Диксон отодвинул кровать от стены (девушка наблюдала, сложив на груди руки), затем они вместе перестелили постель и перевернули матрац. Горничная приближалась — пылесос уже заглушал блок-флейту. Между делом Диксон разглядывал Каллаган — хотя и зарекся фиксировать новые подробности — и с негодованием отметил, что она куда привлекательнее, чем ему удобно было думать. Диксону захотелось состроить рожу или издать звук, какие он строил или издавал, когда получал от Уэлча очередной тест на профпригодность, видел в отдалении студента Мики, думал о миссис Уэлч или слушал, как Бисли перетолмачивает Джонса.

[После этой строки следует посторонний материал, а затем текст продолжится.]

PR #82, opened 2019-10-30
upgrade logrus to v1.4.2

thinkerou:
# Description

- upgrade logrus to v1.4.2
- remove `depguard` from golintci.yml
- use `go test ./...` instead of `go test ./... -mod=vendor`

## Issue reference

## Checklist

* [ ] Code compiles correctly
* [ ] Created/updated tests


Makefile
```diff
@@ -51,12 +51,12 @@ endif
 ################################################################################
 .PHONY: test
 test:
-	go test ./... -mod=vendor
+	go test ./...
```
youngbupark: we need to keep -mod=vendor. can you run `go mod vendor` in your change ?

cc/ @yaron2

thinkerou: @youngbupark Yes.
we use `go mod` and `GOPROXY`, so I suggest we not use `vendor`.

youngbupark: > @youngbupark Yes.
> we use `go mod` and `GOPROXY`, so I suggest we not use `vendor`.

@thinkerou Sorry for the late reply. This pr is to upgrade logurus to 1.4.2, which is not related to remove vendor.  So, let's keep using vendor now. Instead, please create the issue to remove vendor option in dapr/dapr.

cc/ @yaron2

thinkerou: @youngbupark OK, thanks!

thinkerou:
closing the pr.

Issue #92, opened 2019-11-01
Azure Service Bus pubsub implementation


jjcollinge:
## Azure ServiceBus PubSub
Add an Azure ServiceBus PubSub implementation. Opening this as a reference issue for an incoming PR. Proposal is fairly self explanatory.

Thought it might be useful to some folks to use a hosted message bus for pubsub rather than redis or the newly added NATS implementation. Apologies I didn't open this sooner to discuss, if we don't think this is a good idea then no problem!

Related: #73 
PR: #93

jjcollinge:
#93

Issue #73, opened 2019-10-29
Azure Service Bus Topics


alanwales:
Hello,

Is there a way to subscribe to a topic? I have tried the sample and can connect to a queue successfully but not to a topic (even with the /dapr/subscriptions endpoint added):

https://github.com/dapr/docs/blob/master/concepts/bindings/specs/servicebusqueues.md

Also I traced the http response and can't seem to get the message properties from the service bus message, just the content. I would like at least to get the CorrelationId from the message headers if that is supported? Thanks

yaron2:
Hey @alanwales , Azure Service Bus is a binding, meaning that in order to get events as input bindings there's no topic subscription needed, as you'd have with Pub-Sub.

alanwales:
Thanks for the reply, it's a little bit confusing the separation between a Binding and PubSub since most of the bindings have a pub-sub flavour to them, but I see that there is a pr open for Azure Service Bus PubSub added a few days ago so that will be really useful when it lands.

https://github.com/dapr/components-contrib/issues/92

Cheers

PR #93, opened 2019-11-01
Azure ServiceBus PubSub Implementation

jjcollinge:
# Description

I've added an Azure ServiceBus pubsub provider.

## Issue reference

#92, #73 

## Checklist

* [X] Code compiles correctly
* [X] Created/updated tests

## Notes:
I've ran the pubsub sample against this implementation. I'm leaving it as a draft whilst I clean up some bits and try to add more test coverage. I also have some open questions below:

- If you subscribe to a topic that does not exists, should we create it?
- Should a top level context be provided by dapr to the pubsub providers?
- Due to checking for existing topics/subscriptions this will be quite chatty - I can optimise this by caching some of the used subscriptions and topics rather than looking them up each time. Do you want me to include this optimisation in this PR or add it as a follow up?

## TODO:
- Rebase
- Documentation
- Dapr repo integration


yaron2:
hey @jjcollinge, thanks for this PR, much appreciated and we've gotten several asks about Cloud based Pub-Sub message buses, Azure Service Bus in particular.

> If you subscribe to a topic that does not exists, should we create it?

Yes, if possible: that logic should be part of the "as a service" offered by the abstraction.

> Should a top level context be provided by dapr to the pubsub providers?

In terms of ownership of the context, since Timeout Context are mostly created from metadata timeouts defined in the spec of the implementation, it makes sense contexts are created in the implementation and not handed over from the outside.

> Due to checking for existing topics/subscriptions this will be quite chatty - I can optimise this by caching some of the used subscriptions and topics rather than looking them up each time. Do you want me to include this optimisation in this PR or add it as a follow up?

Follow up. Smaller PRs are better. :)

yaron2:
Test failing on:

```
##[error]pubsub/azureservicebus/azureservicebus.go:31:16: undefined: servicebus
##[error]pubsub/azureservicebus/azureservicebus.go:32:16: undefined: servicebus
```

pubsub/azureservicebus/azureservicebus.go
```diff
@@ -0,0 +1,256 @@
...
+		err = a.createTopicEntity(topic)
+		if err != nil {
+			return err
+		}
+	}
+	return nil
+}
+
+func (a *azureServiceBus) ensureSubscription(name string, topic string) error {
+	err := a.ensureTopic(topic) // TODO: should we create the topic if it doesn't exist?!
```
yaron2: Yes

alanwales:
> If you subscribe to a topic that does not exists, should we create it?

I think later down the line some people will object to this suggestion as they want to typically scope their access to [Read for consumers of a topic, whereas Manage rights](https://docs.microsoft.com/en-us/azure/service-bus-messaging/service-bus-sas#rights-required-for-service-bus-operations) will need to be granted to create a topic which also allows enumerating and deleting other topics (perhaps too powerful). It would be great to be able to create a subscription if it doesn't exist but make this opt-in (therefore requires Manage access).

alanwales:
If you add creating a subscription dynamically (would be great), would also be nice to configure some properties of the subscription like AutoDeleteOnIdle which we use extensively during test runs:

```c#
var subscriptionDescription = new SubscriptionDescription(topicName, subscriptionName)
            {
                AutoDeleteOnIdle = TimeSpan.FromMinutes(30)
            };
```

jjcollinge:
> 
> 
> > If you subscribe to a topic that does not exists, should we create it?
> 
> I think later down the line some people will object to this suggestion as they want to typically scope their access to [Read for consumers of a topic, whereas Manage rights](https://docs.microsoft.com/en-us/azure/service-bus-messaging/service-bus-sas#rights-required-for-service-bus-operations) will need to be granted to create a topic which also allows enumerating and deleting other topics (perhaps too powerful). It would be great to be able to create a subscription if it doesn't exist but make this opt-in (therefore requires Manage access).

Agree we want to try and allow people to use the minimum suitable scope. Just to clarify, you are suggesting a flag (i.e. `ManageEntities`) that if false will require all the topics and subscription to exist prior to dapr running and assume you're using either `send` or `listen` claims? I'd have to defer to @yaron2 for whether that is a desirable option.

> If you add creating a subscription dynamically (would be great), would also be nice to configure some properties of the subscription like AutoDeleteOnIdle which we use extensively during test runs:

Happy to expose more of the subscription config in the metadata (currently just `MaxDeliveryCount`). It's probably worth considering others from the [available settings](https://github.com/Azure/azure-service-bus-go/blob/54b2faa53e5216616e59725281be692acc120c34/subscription_manager.go#L101) too. Again I'll defer to @yaron2 whether this is suitable.

youngbupark:
> Happy to expose more of the subscription config in the metadata (currently just `MaxDeliveryCount`). It's probably worth considering others from the [available settings](https://github.com/Azure/azure-service-bus-go/blob/54b2faa53e5216616e59725281be692acc120c34/subscription_manager.go#L101) too. Again I'll defer to @yaron2 whether this is suitable.

`LockDuration` is one of useful options in Service Bus if multiple subscriber clients listens to the same topic and the app takes longer than 1 minute.

yaron2:
> > > If you subscribe to a topic that does not exists, should we create it?
> > 
> > 
> > I think later down the line some people will object to this suggestion as they want to typically scope their access to [Read for consumers of a topic, whereas Manage rights](https://docs.microsoft.com/en-us/azure/service-bus-messaging/service-bus-sas#rights-required-for-service-bus-operations) will need to be granted to create a topic which also allows enumerating and deleting other topics (perhaps too powerful). It would be great to be able to create a subscription if it doesn't exist but make this opt-in (therefore requires Manage access).
> 
> Agree we want to try and allow people to use the minimum suitable scope. Just to clarify, you are suggesting a flag (i.e. `ManageEntities`) that if false will require all the topics and subscription to exist prior to dapr running and assume you're using either `send` or `listen` claims? I'd have to defer to @yaron2 for whether that is a desirable option.
> 
> > If you add creating a subscription dynamically (would be great), would also be nice to configure some properties of the subscription like AutoDeleteOnIdle which we use extensively during test runs:
> 
> Happy to expose more of the subscription config in the metadata (currently just `MaxDeliveryCount`). It's probably worth considering others from the [available settings](https://github.com/Azure/azure-service-bus-go/blob/54b2faa53e5216616e59725281be692acc120c34/subscription_manager.go#L101) too. Again I'll defer to @yaron2 whether this is suitable.

We have quite a few imlementations (especially state stores) that allow users to tweak configuration via the metadata fields in the YAML spec, and then a default behavior if that configuration is NOT required. So this is fine.

yaron2:
The way I'd do it is create topics and subscriptions automatically unless found in the spec metadata.

yaron2:
Thank you for this contribution @jjcollinge

PR #100, opened 2019-11-04
Couchbase state store implementation

### LINKED ISSUE #98: Provide a state store implementation for Couchbase
## Describe the proposal

Provide a state store implementation for [Couchbase](https://docs.couchbase.com/home/index.html)

abhirockzz:
# Description

State store implementation for Couchbase

## Issue reference

Closes #98 

## Checklist

* [x] Code compiles correctly
* [x] Created/updated tests


abhirockzz:
This is work in progress. Ideally, the implementation should take into consistency, concurrency etc. I have posted questions in Issue #98 to gain more clarity

state/couchbase/couchbase.go
```diff
@@ -0,0 +1,180 @@
...
+	} else {
+		value, err = cbs.json.MarshalToString(req.Value)
+	}
+
+	if err != nil {
+		return fmt.Errorf("couchbase error: failed to convert value %v", err)
+	}
+	//Under RBAC, bucket-passwords are no longer used
+	//see https://docs.couchbase.com/go-sdk/1.6/sdk-authentication-overview.html#authenticating-with-legacy-sdk-versions
+	bucket, err := cbs.cbCluster.OpenBucket(cbs.bucket, "")
```
yaron2: is `bucket` a cheap pass through object? If not, wouldn't it be better to create one on init? in the future when we enable a bucket to be specified per-call in the metadata, it could create an new bucket if needed.

abhirockzz: sure I think that can be done. bu that brings up another (generic) question - how does one close resources (connections etc.) spawned inside `Init()`?

abhirockzz:
I left some notes in the original issue #98 w.r.t consistency

state/couchbase/couchbase.go
yaron2: Dapr doesn't dispose of components unless the process is dead, so generally there's no external condition under which it would be needed to keep a reference to a component but close any of its internal resources.

Thinking about non-Dapr users, it might be useful in the future to add a `Close()` method for components.

abhirockzz: bucket is now created during `Init()`

abhirockzz:
can be merged?

Issue #97, opened 2019-11-03
Add Cloud Firestore for state


yokawasa:
## Describe the proposal

Add support for Cloud Firestore (in datastore mode) as a state component.

yokawasa:
I started working on this

yaron2:
Thanks, will be great to see this.

PR #110, opened 2019-11-07
Added state store: Cloud Firestore 

yokawasa:
# Description

Add Cloud Firestore for state

## Issue reference

Please reference the issue this PR will close: #97 

## Checklist

* [x] Code compiles correctly
* [x] Created/updated tests


yaron2:
Thanks for this PR.

Is this adding support for Cloud Datastore or Firestore?

The package used here is for Datastore.
It looks like Firestore has its own package:

https://firebase.google.com/docs/firestore/quickstart

yokawasa:
@yaron2 

My intension is to support `Cloud Firestore in in datastore mode`. Google Cloud Firestore is going to replace the legacy Google Cloud Datastore soon. One then has the choice between using Cloud Firestore in "native mode" or in "datastore mode". The former allows access to Firestore through the usual Firestore SDK while the latter allows usage of the old Cloud Datastore SDK (which has no Web/Mobile APIs).

I think this is very confusing point. If you think it's not appropriate to use `firestore` for the package name, I'll change it to `datastore`, `clouddatastore`, or something else. 

The reason I picked "datastore mode" is that I thoguht mobile and web client libraries with real-time and offline features not needed for dapr state store. 

Here is an official guide from google.
> We recommend the following when choosing between database modes:
> - **Use Cloud Firestore in Datastore mode for new server projects**: Cloud Firestore in Datastore mode allows you to use established Cloud Datastore server architectures while removing fundamental Cloud Datastore limitations. Datastore mode can automatically scale to millions of writes per second.
> - **Use Cloud Firestore in Native mode for new mobile and web apps**: Cloud Firestore offers mobile and web client libraries with real-time and offline features. Native mode can automatically scale to millions of concurrent clients.

See this for more deail 
- https://cloud.google.com/firestore/docs/firestore-or-datastore
- https://cloud.google.com/datastore/docs/upgrade-to-firestore

yaron2:
You're right, with what you're describing now the choice for Dapr is indeed "datastore" mode and not the native firestore.

As indeed Datastore will be rebranded as Firestore, lets keep the package name firestore.

Thanks!

state/Readme.md
```diff
@@ -11,6 +11,7 @@ Currently supported state stores are:
 * Azure CosmosDB
 * Memcached
 * Zookeeper
+* Cloud Firestore
```
yaron2: Can we change this to `Cloud Firestore (Datastore mode)`?

yokawasa: @yaron2  Sure, I can

yaron2:
LGTM, thank you @yokawasa!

Он хотел вывернуть лицо наизнанку, влепить в атмосферу выкрик, как хук, чтобы степень первого действия и мощь второго можно было противопоставить мешанине чувств, которые Каллаган вызывала в нем, а вызывала она негодование, удрученность, возмущение, раздражение, злость, ярость без примесей — иными словами, все аллотропы боли. Девушка была виновата вдвойне: во-первых, за свою внешность, во-вторых, за то, что появилась, вот такая, в жизни Диксона. Растиражированные, как по одному лекалу сделанные объекты вожделения — итальянские киноактрисы, жены миллионеров, красотки с календарей — не бесили; Диксону даже нравилось на них смотреть, положительно нравилось. А возможности смотреть на эту штучку он скоро будет лишен. Диксон где-то вычитал высказывание не то Платона, не то Рильке — в общем, кого-то мудрого, якобы разъявшего любовь на атомы и каждый атом взвесившего. Так вот, сей достойный восхищения муж вывел, что любовь суть чувство не только по степени, но и по самой природе кардинально отличающееся от обычного полового влечения. В таком случае выходит, что Диксон влюблен во всех девушек типажа Кристины Каллаган? По крайней мере определение «любовь» больше всего подходит для чувств, которые он испытывал или мог вообразить; с другой стороны, если абстрагироваться от сомнительной опоры в лице Платона (или Рильке), все личные изыскания по теме теперь обернулись против него. Что это, если не любовь? На простое желание не похоже. Диксон покончил со своим краем простыни и подошел к Каллаган. Он едва сдерживался, чтобы не взяться за одну из этих пышных грудей, причем это было бы для Диксона столь же естественно, обыденно и непредосудительно, что и протянуть руку к блюду персиков и выбрать самый крупный и спелый. И, как ни крути, как ни обзывай порыв и какой научный хвост к нему ни прицепляй, а поделать с ним ничего нельзя.